Based on the potential of stem cells to induce repair of injured and diseased tissues, we aim to harness the intrinsic therapeutic potential by delivering stem cells, stem cell-derived materials and secreted morphogenic factors to explore applications in immunomodulation and tissue regeneration.
Cell Delivery - Stem cell 3D culture and differentiation system represents a novel platform of generating micro-tissues. We have established platforms for 3D expansion and differentiation of embryonic and mesenchymal stem cell aggregates culture system to generate uniform and high-throughput micro-tissues that are suitable for injectable delivery in vivo. Our efforts are leading towards repair of cartilage micro-defects and immunomodulation in animal models.

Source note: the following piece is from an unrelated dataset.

Issue #342, opened 2024-07-11
RootModel[str] cannot be parsed/requires double quotation.


user1584:
I am trying to create an extension of standard str class. My idea was to just create a RootModel based on str and then add some custom logic. However, I encountered strange problems when using the resulting class as part of the settings.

Stem Cell Derived Materials - Embryonic stem cells undergoing differentiation produce abundant extracellular matrix consisting of variety of growth factors and structurally proteins, which can be used to yield “embryonic-like”, scarless tissue regeneration in adult mammalian species. We have successfully developed stem cell-derived materials from differentiated embryonic stem cell aggregates using multiple decellularization techniques. Ultimately, stem cell-derived materials are expected to augment endogenous repair mechanisms in in animal defect models for tissue regeneration, such as bone formation and wound healing.
Secreted Factor Delivery - Morphogenic factors produced by stem cells are attractive therapeutic molecules for regenerative medicine. We are working in parallel to characterize and harness the temporal morphogen profile associated with stem cell differentiation at genomic, proteomic and glycomic levels to understand the key factors implicated in morphogenesis and differentiation and ultimately to develop engineering techniques for delivery of stem cell secreted morphogens in vitro and in vivo to control cell differentiation and tissue regeneration.